2022년 11월 12일 토요일

ch.34 Meaning of sample size (power) calculation

easier R than SPSS with Rcmdr : Contents

 

ch.34 Meaning of sample size (power) calculation

When I was asked about ‘sample size calculation’, or ‘power calculation’, during the lecture, I had a strong feeling that the students did not understand the meaning very well. In addition, sometimes the descriptions of sample size calculations in books and materials often lack a clear explanation of their meaning.

In fact, to explain this, we have to deal fundamentally with ‘what is the value of p’, ‘what is a test’, and ‘what is it like to compare two groups’. This is something you should know, but it is often omitted.

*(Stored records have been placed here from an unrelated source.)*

PR #2369, opened 2026-04-05
Implement ECStateConnectionAnchor for better transition routing and s…

vikash1703:
[ECC Transition Routing and Anchor Implementation.docx](https://github.com/user-attachments/files/26490076/ECC.Transition.Routing.and.Anchor.Implementation.docx)

### DIFF
--- a/plugins/org.eclipse.fordiac.ide.fbtypeeditor.ecc/src/org/eclipse/fordiac/ide/fbtypeeditor/ecc/figures/ECStateConnectionAnchor.java
+++ b/plugins/org.eclipse.fordiac.ide.fbtypeeditor.ecc/src/org/eclipse/fordiac/ide/fbtypeeditor/ecc/figures/ECStateConnectionAnchor.java
@@ -1,5 +1,5 @@
 /*******************************************************************************
- * Copyright (c) 2026 Johannes Kepler University Linz
+ * Copyright (c) 2026 Vikash Kumar Sinha
  *
  * This program and the accompanying materials are made available under the
  * terms of the Eclipse Public License 2.0 which is available at
@@ -8,17 +8,14 @@
  * SPDX-License-Identifier: EPL-2.0
  *
  * Contributors:
- *   Vikash Kumar - initial implementation
+ *   Vikash Kumar Sinha - initial implementation
  *******************************************************************************/
 package org.eclipse.fordiac.ide.fbtypeeditor.ecc.figures;
 
 import java.util.ArrayList;
-import java.util.Comparator;
 import java.util.List;
 
 import org.eclipse.draw2d.AbstractConnectionAnchor;
-import org.eclipse.draw2d.IFigure;
-import org.eclipse.draw2d.Label;
 import org.eclipse.draw2d.geometry.Point;
 import org.eclipse.draw2d.geometry.Rectangle;
 import org.eclipse.fordiac.ide.model.libraryElement.ECState;
@@ -33,92 +30,75 @@ public class ECStateConnectionAnchor extends AbstractConnectionAnchor {
 	private final ECState state;
 	private final ECTransition transition;
 
-	public ECStateConnectionAnchor(final IFigure owner, final ECState state, final ECTransition transition) {
+	public ECStateConnectionAnchor(final ECStateFigure owner, final ECState state, final ECTransition transition) {
 		super(owner);
 		this.state = state;
 		this.transition = transition;
 	}
 
 	@Override
+	public ECStateFigure getOwner() {
+		return (ECStateFigure) super.getOwner();
+	}
+
+	@Override
 	public Point getReferencePoint() {
+		if (transition != null && transition.getPosition() != null) {
+			return transition.getPosition().toScreenPoint();
+		}
 		final Rectangle bounds = getOwner().getBounds().getCopy();
 		getOwner().translateToAbsolute(bounds);
 		return bounds.getCenter();
 	}
 
-	@Override
-	public Point getLocation(final Point reference) {
-		final Rectangle totalBounds = getOwner().getBounds().getCopy();
-		getOwner().translateToAbsolute(totalBounds);
-
-		final Point center = totalBounds.getCenter();
-
-		final Point ref = (reference != null) ? reference : center;
-
-		final Edge edge = edgeForReference(center, ref);
-
-		if (edge == Edge.RIGHT) {
-			return applySpacing(totalBounds, new Point(totalBounds.x + totalBounds.width, totalBounds.getCenter().y),
-					false, edge);
-		}
-
-		if (getOwner() instanceof ECStateFigure) {
-			final Label nameLabel = ((ECStateFigure) getOwner()).getNameLabel();
-			final Rectangle nameBounds = nameLabel.getBounds().getCopy();
-
-			nameLabel.translateToAbsolute(nameBounds);
-
-			return switch (edge) {
-			case TOP -> applySpacing(nameBounds, nameBounds.getTop(), true, edge);
-			case LEFT -> applySpacing(nameBounds, nameBounds.getLeft(), false, edge);
-			case BOTTOM -> applySpacing(nameBounds, nameBounds.getBottom(), true, edge);
-			default -> applySpacing(totalBounds, new Point(totalBounds.x + totalBounds.width, center.y), false, edge);
-			};
-		}
-
-		return center;
-	}
-
 	private Edge edgeForReference(final Point center, final Point ref) {
 		final int dx = ref.x - center.x;
 		final int dy = ref.y - center.y;
-		final boolean hasAction = (state != null) && !state.getECAction().isEmpty();
 
-		if (dx >= 0 && dy > 0 && hasAction) {
-			return Edge.RIGHT;
-		}
 		if (Math.abs(dy) > Math.abs(dx)) {
 			return (dy >= 0) ? Edge.BOTTOM : Edge.TOP;
 		}
+		if (dx >= 0 && state != null && !state.getECAction().isEmpty()) {
+			return (dy >= 0) ? Edge.BOTTOM : Edge.TOP;
+		}
+
 		return (dx >= 0) ? Edge.RIGHT : Edge.LEFT;
 	}
 
-	private Point applySpacing(final Rectangle bounds, final Point base, final boolean verticalEdge, final Edge edge) {
+	@Override
+	public Point getLocation(final Point reference) {
+		final Rectangle nameBounds = getOwner().getNameLabel().getBounds().getCopy();
+		getOwner().getNameLabel().translateToAbsolute(nameBounds);
+
+		final Point ref = (reference != null) ? reference : nameBounds.getCenter();
+		final Edge edge = edgeForReference(nameBounds.getCenter(), ref);
+
+		return applySpacing(nameBounds, edge);
+	}
+
+	private Point applySpacing(final Rectangle bounds, final Edge edge) {
 		final List<ECTransition> ordered = getTransitionsOnEdgeOrdered(edge);
 		final int index = indexOf(ordered, transition);
 		final int count = Math.max(1, ordered.size());
 
-		final Point p = base.getCopy();
-
-		if (verticalEdge) {
+		return switch (edge) {
+		case TOP -> {
 			final int slotWidth = bounds.width / (count + 1);
-			p.x = bounds.x + (index + 1) * slotWidth;
-		} else {
+			yield new Point(bounds.x + (index + 1) * slotWidth, bounds.y);
+		}
+		case BOTTOM -> {
+			final int slotWidth = bounds.width / (count + 1);
+			yield new Point(bounds.x + (index + 1) * slotWidth, bounds.y + bounds.height);
+		}
+		case LEFT -> {
 			final int slotHeight = bounds.height / (count + 1);
-			p.y = bounds.y + (index + 1) * slotHeight;
+			yield new Point(bounds.x, bounds.y + (index + 1) * slotHeight);
 		}
-
-		if (edge == Edge.RIGHT) {
-			p.x = bounds.x + bounds.width;
-		} else if (edge == Edge.LEFT) {
-			p.x = bounds.x;
-		} else if (edge == Edge.BOTTOM) {
-			p.y = bounds.y + bounds.height;
-		} else if (edge == Edge.TOP) {
-			p.y = bounds.y;
+		case RIGHT -> {
+			final int slotHeight = bounds.height / (count + 1);
+			yield new Point(bounds.x + bounds.width, bounds.y + (index + 1) * slotHeight);
 		}
-
-		return p;
+		};
 	}
 
 	private List<ECTransition> getTransitionsOnEdgeOrdered(final Edge edge) {
@@ -131,13 +111,30 @@ public class ECStateConnectionAnchor extends AbstractConnectionAnchor {
 				? state.getOutTransitions()
 				: state.getInTransitions();
 
+		final Rectangle nameBounds = getOwner().getNameLabel().getBounds().getCopy();
+		getOwner().getNameLabel().translateToAbsolute(nameBounds);
+		final Point center = nameBounds.getCenter();
+
 		for (final ECTransition t : list) {
-			if (edgeForTransition(t) == edge) {
+
+			if (t.getPosition() == null) {
+				continue;
+			}
+
+			final Point bendPoint = t.getPosition().toScreenPoint();
+			if (edgeForReference(center, bendPoint) == edge) {
 				result.add(t);
 			}
 		}
+		result.sort((t1, t2) -> {
+			final Point p1 = t1.getPosition().toScreenPoint();
+			final Point p2 = t2.getPosition().toScreenPoint();
+			if (edge == Edge.TOP || edge == Edge.BOTTOM) {
+				return Integer.compare(p1.x, p2.x);
+			}
+			return Integer.compare(p1.y, p2.y);
+		});
 
-		result.sort(Comparator.comparingDouble(this::angleForTransitionNormalized));
 		return result;
 	}
 
@@ -151,55 +148,5 @@ public class ECStateConnectionAnchor extends AbstractConnectionAnchor {
 			}
 		}
 		return 0;
-	}
-
-	private Edge edgeForTransition(final ECTransition t) {
-		if (t == null || state == null) {
-			return Edge.RIGHT;
-		}
-		final ECState other = (t.getSource() == state) ? t.getDestination() : t.getSource();
-		if (other == null) {
-			return Edge.RIGHT;
-		}
-
-		final Rectangle bounds = getOwner().getBounds().getCopy();
-		getOwner().translateToAbsolute(bounds);
-		final Point center = bounds.getCenter();
-
-		final Point otherPos = other.getPosition().toScreenPoint();
-		final int halfW = bounds.width / 2;
-		final int halfH = bounds.height / 4; // ← 12 hata diya
-		final Point otherCenter = new Point(otherPos.x + halfW, otherPos.y + halfH);
-
-		final int dx = otherCenter.x - center.x;
-		final int dy = otherCenter.y - center.y;
-		final boolean hasAction = !state.getECAction().isEmpty();
-
-		if (dx >= 0 && dy > 0 && hasAction) {
-			return Edge.RIGHT;
-		}
-		if (Math.abs(dy) > Math.abs(dx)) {
-			return (dy >= 0) ? Edge.BOTTOM : Edge.TOP;
-		}
-		return (dx >= 0) ? Edge.RIGHT : Edge.LEFT;
-	}
-
-	private double angleForTransitionNormalized(final ECTransition t) {
-		if (t == null || state == null) {
-			return 0.0;
-		}
-		final ECState other = (t.getSource() == state) ? t.getDestination() : t.getSource();
-		if (other == null) {
-			return 0.0;
-		}
-
-		final double dx = other.getPosition().getX() - state.getPosition().getX();
-		final double dy = other.getPosition().getY() - state.getPosition().getY();
-
-		double angle = Math.atan2(dy, dx);
-		if (angle < 0) {
-			angle += Math.PI * 2.0;
-		}
-		return angle;
 	}
 }
--- a/plugins/org.eclipse.fordiac.ide.fbtypeeditor.ecc/src/org/eclipse/fordiac/ide/fbtypeeditor/ecc/figures/ECStateConnectionAnchor.java
+++ b/plugins/org.eclipse.fordiac.ide.fbtypeeditor.ecc/src/org/eclipse/fordiac/ide/fbtypeeditor/ecc/figures/ECStateConnectionAnchor.java
@@ -1,0 +1,205 @@
+/*******************************************************************************
+ * Copyright (c) 2026 Johannes Kepler University Linz
+ *
+ * This program and the accompanying materials are made available under the
+ * terms of the Eclipse Public License 2.0 which is available at
+ * http://www.eclipse.org/legal/epl-2.0.
+ *
+ * SPDX-License-Identifier: EPL-2.0
+ *
+ * Contributors:
+ *   Vikash Kumar - initial implementation
+ *******************************************************************************/
+package org.eclipse.fordiac.ide.fbtypeeditor.ecc.figures;
+
+import java.util.ArrayList;
+import java.util.Comparator;
+import java.util.List;
+
+import org.eclipse.draw2d.AbstractConnectionAnchor;
+import org.eclipse.draw2d.IFigure;
+import org.eclipse.draw2d.Label;
+import org.eclipse.draw2d.geometry.Point;
+import org.eclipse.draw2d.geometry.Rectangle;
+import org.eclipse.fordiac.ide.model.libraryElement.ECState;
+import org.eclipse.fordiac.ide.model.libraryElement.ECTransition;
+
+public class ECStateConnectionAnchor extends AbstractConnectionAnchor {
+
+	private enum Edge {
+		TOP, BOTTOM, LEFT, RIGHT
+	}
+
+	private final ECState state;
+	private final ECTransition transition;
+
+	public ECStateConnectionAnchor(final IFigure owner, final ECState state, final ECTransition transition) {
+		super(owner);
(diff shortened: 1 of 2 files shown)


vikash1703:
@azoitl 

Hi this is not for actual merge i wanted you to test the changes and is there is any conflicts then i try to resolve i have attached documentation for the same.

Thanks
vikas

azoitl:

It would be nice to take this opportunity to understand the fundamental concepts.

 

When we say that there are two groups that have a treatment called A and a treatment called B, and we compare the results of it, what we are interested in is not the result of the ‘sample group A’ and the ‘sample group B’. What really matters is the ‘whole group that received the treatment of A’ and the ‘whole group that received the treatment of B’. It is an infinitely large group, a group that spans the past, present, and future. Because it spans South Korea and the United States, and even Japan and the rest of the world, they are all imaginary groups that cannot be measured.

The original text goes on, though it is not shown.